Extracted information
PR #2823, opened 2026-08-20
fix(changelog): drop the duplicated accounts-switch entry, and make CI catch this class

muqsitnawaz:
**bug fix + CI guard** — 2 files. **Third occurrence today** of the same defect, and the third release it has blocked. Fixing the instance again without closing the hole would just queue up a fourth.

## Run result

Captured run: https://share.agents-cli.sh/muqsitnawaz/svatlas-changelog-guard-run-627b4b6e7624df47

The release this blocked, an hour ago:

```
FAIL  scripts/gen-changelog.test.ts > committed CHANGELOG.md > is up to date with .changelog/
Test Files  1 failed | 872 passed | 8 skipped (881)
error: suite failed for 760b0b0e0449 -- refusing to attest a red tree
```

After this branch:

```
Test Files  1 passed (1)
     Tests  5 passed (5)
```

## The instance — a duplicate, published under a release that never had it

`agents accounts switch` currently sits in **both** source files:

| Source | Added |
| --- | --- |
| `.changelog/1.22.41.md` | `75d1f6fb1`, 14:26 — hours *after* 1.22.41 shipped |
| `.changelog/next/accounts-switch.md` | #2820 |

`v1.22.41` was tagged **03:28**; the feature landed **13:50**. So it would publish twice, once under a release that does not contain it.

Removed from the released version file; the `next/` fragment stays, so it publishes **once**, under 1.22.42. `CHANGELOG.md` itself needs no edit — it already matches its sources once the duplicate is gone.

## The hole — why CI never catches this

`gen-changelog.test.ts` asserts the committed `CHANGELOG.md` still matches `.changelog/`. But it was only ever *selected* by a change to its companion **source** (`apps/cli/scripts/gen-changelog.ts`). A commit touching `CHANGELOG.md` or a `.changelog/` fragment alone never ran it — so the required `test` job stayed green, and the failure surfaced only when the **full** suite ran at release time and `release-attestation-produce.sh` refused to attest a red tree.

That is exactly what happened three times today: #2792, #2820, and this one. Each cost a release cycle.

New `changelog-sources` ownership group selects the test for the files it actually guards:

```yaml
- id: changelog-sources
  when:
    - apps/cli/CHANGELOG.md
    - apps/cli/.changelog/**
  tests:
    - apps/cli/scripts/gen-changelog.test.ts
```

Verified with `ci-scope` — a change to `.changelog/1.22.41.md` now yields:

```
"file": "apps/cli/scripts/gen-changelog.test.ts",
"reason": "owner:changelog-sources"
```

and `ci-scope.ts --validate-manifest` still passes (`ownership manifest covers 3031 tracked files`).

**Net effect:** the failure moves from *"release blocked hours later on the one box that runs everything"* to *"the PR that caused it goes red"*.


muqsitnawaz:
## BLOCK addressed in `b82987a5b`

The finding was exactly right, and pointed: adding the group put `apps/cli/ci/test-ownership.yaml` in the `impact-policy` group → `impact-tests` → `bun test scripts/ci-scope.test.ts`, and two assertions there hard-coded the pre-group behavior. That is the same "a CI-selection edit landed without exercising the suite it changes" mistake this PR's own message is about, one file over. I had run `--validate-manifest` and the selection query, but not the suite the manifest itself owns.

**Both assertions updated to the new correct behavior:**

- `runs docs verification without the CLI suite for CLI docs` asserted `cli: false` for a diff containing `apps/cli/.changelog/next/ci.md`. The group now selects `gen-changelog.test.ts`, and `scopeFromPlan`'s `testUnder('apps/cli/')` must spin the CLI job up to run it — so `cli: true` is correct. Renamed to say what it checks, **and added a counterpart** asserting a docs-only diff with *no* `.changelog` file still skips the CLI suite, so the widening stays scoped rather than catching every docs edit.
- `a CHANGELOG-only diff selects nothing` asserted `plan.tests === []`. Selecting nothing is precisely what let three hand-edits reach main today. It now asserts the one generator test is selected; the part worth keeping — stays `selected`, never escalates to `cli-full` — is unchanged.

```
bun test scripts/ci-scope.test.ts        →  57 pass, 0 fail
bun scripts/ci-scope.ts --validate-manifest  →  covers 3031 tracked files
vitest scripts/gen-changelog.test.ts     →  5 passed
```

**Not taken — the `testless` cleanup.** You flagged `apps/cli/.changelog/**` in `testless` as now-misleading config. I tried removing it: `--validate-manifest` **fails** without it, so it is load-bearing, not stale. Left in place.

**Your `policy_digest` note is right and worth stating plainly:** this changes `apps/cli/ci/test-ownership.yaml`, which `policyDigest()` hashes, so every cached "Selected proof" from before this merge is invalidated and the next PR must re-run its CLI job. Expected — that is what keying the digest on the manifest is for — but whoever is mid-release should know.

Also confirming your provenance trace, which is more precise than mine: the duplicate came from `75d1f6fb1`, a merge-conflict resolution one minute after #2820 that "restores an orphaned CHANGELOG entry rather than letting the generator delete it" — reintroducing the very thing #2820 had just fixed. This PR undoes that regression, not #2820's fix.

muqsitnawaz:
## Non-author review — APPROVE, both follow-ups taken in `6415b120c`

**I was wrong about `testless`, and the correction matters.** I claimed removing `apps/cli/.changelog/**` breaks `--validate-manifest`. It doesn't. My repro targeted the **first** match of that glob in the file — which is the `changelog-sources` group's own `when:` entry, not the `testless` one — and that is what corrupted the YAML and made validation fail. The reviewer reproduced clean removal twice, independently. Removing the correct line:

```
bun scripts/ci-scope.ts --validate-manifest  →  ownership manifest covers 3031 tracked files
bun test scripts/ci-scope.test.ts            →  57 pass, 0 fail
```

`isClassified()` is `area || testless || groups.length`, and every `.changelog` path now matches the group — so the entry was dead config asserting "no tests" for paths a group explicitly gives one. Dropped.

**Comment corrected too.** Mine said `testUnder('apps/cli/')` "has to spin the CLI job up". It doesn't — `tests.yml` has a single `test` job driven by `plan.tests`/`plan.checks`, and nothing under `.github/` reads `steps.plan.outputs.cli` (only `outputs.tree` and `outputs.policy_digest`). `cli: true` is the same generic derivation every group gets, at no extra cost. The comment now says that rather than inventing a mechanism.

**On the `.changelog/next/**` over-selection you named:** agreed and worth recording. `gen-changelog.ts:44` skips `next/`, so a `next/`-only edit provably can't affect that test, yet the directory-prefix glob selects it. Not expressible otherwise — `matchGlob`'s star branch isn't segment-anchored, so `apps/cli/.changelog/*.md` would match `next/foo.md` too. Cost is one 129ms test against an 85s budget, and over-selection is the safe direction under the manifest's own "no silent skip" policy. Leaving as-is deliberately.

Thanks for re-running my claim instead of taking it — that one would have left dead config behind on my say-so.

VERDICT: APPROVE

---

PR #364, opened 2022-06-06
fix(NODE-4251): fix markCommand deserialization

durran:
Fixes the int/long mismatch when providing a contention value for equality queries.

---

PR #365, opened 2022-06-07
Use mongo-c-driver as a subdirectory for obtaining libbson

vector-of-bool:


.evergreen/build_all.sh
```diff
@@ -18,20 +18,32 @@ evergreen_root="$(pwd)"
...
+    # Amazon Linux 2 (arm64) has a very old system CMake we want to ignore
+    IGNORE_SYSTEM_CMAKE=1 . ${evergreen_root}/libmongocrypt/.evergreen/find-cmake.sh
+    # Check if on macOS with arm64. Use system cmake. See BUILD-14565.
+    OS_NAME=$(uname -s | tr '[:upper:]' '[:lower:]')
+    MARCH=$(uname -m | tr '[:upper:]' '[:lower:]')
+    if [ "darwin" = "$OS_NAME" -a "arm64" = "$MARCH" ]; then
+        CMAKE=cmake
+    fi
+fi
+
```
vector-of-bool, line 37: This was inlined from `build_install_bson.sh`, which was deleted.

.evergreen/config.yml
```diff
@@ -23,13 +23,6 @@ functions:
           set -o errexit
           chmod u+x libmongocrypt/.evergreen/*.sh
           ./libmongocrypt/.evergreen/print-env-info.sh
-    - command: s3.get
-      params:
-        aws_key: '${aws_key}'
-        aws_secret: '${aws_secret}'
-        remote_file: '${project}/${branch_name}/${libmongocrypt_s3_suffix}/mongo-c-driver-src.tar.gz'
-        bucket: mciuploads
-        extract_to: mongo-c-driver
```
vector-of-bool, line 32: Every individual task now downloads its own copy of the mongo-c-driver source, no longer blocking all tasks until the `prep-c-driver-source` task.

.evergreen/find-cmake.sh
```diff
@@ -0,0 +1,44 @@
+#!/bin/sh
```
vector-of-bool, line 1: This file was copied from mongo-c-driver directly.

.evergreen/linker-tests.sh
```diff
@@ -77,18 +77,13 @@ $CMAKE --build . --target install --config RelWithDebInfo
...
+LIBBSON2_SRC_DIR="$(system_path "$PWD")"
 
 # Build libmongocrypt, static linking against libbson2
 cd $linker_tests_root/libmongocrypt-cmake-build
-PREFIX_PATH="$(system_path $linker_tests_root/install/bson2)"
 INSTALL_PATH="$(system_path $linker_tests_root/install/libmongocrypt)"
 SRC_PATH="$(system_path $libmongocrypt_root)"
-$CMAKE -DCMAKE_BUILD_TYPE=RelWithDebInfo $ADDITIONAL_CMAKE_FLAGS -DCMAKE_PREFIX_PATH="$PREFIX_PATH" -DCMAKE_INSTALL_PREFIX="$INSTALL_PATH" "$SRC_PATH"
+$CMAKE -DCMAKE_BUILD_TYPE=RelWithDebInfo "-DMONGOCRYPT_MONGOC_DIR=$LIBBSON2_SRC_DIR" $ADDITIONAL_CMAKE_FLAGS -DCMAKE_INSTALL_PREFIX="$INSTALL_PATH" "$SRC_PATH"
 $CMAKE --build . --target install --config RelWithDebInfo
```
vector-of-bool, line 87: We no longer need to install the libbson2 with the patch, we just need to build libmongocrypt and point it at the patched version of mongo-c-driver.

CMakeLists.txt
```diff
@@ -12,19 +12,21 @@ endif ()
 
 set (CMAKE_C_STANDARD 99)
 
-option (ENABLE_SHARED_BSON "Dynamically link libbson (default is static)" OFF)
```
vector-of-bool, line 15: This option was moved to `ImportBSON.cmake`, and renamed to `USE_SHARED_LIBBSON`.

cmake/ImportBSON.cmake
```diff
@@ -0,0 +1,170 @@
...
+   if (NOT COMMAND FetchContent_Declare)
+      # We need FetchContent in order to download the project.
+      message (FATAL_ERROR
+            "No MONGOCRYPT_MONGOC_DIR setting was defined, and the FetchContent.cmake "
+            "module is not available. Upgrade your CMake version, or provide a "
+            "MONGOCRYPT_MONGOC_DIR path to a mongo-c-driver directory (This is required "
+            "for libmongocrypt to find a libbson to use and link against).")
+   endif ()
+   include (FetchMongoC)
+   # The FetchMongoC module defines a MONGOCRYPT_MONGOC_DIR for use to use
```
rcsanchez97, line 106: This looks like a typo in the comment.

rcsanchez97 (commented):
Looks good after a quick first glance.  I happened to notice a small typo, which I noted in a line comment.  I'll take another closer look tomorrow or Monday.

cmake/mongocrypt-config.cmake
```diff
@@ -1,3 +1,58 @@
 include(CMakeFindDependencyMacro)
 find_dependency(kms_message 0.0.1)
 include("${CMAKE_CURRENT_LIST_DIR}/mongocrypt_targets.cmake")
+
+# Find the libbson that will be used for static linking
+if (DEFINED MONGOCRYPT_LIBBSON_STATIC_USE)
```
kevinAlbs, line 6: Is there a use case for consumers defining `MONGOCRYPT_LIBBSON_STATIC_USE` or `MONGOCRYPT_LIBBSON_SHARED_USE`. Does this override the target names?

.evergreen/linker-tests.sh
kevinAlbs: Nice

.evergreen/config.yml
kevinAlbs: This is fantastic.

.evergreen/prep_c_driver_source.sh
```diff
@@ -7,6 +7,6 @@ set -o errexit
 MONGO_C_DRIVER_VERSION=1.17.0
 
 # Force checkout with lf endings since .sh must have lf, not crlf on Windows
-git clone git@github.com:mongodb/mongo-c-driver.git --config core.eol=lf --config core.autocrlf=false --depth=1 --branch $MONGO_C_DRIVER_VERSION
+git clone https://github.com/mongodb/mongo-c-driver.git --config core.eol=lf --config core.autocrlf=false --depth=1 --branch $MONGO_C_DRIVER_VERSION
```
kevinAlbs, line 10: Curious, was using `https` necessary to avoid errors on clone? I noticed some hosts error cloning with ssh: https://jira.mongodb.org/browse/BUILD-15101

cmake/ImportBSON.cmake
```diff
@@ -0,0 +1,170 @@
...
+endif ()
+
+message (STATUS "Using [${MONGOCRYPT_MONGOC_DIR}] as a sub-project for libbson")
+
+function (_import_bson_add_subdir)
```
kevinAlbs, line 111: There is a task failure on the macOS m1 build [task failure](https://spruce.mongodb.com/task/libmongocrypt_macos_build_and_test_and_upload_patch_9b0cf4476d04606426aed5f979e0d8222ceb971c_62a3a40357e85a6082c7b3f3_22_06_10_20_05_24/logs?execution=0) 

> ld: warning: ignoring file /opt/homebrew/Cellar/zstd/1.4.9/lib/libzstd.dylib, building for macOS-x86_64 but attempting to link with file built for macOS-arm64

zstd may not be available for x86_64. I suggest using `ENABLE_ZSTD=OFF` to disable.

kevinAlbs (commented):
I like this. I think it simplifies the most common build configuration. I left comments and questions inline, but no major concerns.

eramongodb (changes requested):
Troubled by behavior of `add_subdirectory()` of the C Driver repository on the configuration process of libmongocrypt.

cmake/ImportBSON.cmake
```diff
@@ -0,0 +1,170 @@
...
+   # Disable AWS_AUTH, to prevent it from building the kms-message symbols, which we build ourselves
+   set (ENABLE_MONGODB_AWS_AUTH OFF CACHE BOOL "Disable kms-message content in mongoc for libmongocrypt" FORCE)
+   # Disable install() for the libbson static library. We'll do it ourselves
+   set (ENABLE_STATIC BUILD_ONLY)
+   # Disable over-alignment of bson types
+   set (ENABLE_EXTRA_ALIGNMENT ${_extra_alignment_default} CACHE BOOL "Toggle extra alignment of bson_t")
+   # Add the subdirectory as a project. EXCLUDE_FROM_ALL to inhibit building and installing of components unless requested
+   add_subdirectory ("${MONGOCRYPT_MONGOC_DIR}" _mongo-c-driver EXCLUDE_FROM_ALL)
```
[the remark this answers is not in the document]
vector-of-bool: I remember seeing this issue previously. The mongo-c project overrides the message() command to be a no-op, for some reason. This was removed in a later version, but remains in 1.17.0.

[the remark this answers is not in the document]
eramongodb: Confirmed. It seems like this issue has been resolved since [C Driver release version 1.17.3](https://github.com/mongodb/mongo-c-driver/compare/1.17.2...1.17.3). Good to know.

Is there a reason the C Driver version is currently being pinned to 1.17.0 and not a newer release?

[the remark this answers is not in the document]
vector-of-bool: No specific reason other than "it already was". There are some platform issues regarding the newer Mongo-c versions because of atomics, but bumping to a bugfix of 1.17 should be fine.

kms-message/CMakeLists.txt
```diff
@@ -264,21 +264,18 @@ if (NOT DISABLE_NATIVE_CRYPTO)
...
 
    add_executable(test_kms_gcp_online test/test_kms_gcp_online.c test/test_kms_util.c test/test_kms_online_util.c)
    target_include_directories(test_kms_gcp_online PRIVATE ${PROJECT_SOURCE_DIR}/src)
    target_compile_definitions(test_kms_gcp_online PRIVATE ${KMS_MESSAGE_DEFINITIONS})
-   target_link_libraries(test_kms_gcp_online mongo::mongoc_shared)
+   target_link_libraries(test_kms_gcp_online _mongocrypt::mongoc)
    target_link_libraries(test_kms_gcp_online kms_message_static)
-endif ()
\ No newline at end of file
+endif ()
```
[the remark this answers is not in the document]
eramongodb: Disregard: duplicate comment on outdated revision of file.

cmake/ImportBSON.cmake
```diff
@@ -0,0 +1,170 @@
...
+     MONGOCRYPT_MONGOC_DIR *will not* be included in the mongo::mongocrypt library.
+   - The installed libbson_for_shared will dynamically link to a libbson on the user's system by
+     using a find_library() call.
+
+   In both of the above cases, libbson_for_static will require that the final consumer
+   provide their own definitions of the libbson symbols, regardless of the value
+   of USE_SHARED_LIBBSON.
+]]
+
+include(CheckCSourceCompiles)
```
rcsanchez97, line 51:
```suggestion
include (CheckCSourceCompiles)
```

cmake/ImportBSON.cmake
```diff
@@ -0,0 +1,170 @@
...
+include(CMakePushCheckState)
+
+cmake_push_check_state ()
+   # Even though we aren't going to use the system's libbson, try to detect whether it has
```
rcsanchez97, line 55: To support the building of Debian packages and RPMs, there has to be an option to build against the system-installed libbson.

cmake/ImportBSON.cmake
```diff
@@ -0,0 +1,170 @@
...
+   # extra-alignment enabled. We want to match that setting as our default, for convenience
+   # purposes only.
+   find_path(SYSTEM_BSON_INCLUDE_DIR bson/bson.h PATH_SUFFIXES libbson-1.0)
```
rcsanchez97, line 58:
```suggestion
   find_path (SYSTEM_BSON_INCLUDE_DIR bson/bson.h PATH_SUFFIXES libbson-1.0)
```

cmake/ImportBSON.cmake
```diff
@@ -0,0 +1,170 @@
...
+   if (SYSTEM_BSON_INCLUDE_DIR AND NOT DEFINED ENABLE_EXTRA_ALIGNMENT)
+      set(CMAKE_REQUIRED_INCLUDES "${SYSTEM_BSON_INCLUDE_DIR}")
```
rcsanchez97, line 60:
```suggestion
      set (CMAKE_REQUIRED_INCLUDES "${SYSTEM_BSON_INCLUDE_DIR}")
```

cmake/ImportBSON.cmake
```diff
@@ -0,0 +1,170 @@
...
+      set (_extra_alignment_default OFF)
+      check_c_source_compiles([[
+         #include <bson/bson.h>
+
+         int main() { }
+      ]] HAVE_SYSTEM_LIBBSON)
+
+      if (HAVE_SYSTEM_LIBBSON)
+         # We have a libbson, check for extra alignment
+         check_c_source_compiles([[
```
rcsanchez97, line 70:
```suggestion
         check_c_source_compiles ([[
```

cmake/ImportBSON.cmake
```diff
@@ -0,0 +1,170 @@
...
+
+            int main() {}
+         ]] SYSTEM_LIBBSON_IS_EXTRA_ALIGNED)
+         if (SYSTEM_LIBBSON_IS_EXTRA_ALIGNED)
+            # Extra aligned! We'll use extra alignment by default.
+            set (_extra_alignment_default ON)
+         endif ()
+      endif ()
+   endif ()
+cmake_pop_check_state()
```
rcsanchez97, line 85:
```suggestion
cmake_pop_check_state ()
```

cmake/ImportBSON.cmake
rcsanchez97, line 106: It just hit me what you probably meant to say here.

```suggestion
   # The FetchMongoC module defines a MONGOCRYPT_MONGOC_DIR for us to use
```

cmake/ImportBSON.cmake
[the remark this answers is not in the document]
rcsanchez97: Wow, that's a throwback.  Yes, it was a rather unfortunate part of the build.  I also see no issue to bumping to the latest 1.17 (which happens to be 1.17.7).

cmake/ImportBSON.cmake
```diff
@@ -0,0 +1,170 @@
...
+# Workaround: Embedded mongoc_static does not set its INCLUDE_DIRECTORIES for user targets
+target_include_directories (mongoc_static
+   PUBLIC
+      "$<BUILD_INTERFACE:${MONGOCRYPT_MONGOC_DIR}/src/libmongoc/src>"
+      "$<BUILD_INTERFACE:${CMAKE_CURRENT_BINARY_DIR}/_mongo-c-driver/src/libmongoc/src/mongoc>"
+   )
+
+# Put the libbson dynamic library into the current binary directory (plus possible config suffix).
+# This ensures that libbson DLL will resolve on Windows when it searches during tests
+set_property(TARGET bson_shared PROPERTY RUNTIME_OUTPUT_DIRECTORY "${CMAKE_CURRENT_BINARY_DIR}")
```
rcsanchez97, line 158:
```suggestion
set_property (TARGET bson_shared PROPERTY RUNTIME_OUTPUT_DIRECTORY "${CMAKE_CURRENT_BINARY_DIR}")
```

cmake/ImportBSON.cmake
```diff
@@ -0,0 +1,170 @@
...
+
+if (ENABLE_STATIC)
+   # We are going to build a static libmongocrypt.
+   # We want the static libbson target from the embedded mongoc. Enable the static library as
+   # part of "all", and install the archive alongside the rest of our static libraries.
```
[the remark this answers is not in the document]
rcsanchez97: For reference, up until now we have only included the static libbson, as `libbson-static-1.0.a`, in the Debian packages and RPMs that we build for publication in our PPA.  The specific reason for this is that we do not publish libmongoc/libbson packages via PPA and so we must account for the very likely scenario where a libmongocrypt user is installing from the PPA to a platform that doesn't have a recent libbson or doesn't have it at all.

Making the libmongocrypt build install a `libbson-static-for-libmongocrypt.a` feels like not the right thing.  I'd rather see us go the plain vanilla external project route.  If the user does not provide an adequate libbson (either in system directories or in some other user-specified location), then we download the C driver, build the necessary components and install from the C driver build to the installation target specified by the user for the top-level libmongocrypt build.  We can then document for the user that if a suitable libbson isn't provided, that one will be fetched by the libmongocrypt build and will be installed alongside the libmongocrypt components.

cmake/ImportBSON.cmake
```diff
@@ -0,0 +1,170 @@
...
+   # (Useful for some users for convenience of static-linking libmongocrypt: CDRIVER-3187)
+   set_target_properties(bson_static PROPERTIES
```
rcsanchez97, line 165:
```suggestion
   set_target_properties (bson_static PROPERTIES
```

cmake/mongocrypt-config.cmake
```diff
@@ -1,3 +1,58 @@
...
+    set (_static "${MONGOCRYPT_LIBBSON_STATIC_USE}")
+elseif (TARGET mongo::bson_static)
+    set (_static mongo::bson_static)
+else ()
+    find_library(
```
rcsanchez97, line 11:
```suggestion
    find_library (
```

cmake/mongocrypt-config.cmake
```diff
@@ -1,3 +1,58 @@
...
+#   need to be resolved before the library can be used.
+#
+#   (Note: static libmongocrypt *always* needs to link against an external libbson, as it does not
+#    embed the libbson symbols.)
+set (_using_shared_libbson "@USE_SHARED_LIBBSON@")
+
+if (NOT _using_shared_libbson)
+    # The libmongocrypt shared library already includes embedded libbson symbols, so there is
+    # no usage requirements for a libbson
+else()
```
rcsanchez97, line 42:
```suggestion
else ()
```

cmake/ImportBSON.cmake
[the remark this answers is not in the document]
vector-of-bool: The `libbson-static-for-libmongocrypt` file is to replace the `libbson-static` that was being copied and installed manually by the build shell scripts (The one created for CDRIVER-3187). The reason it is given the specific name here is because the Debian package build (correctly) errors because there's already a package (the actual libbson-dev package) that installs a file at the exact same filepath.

Work task
A copy of each line in the data above that holds the string "provide" is needed.

Solution to this task
+            "module is not available. Upgrade your CMake version, or provide a "
+   provide their own definitions of the libbson symbols, regardless of the value
Making the libmongocrypt build install a `libbson-static-for-libmongocrypt.a` feels like not the right thing.  I'd rather see us go the plain vanilla external project route.  If the user does not provide an adequate libbson (either in system directories or in some other user-specified location), then we download the C driver, build the necessary components and install from the C driver build to the installation target specified by the user for the top-level libmongocrypt build.  We can then document for the user that if a suitable libbson isn't provided, that one will be fetched by the libmongocrypt build and will be installed alongside the libmongocrypt components.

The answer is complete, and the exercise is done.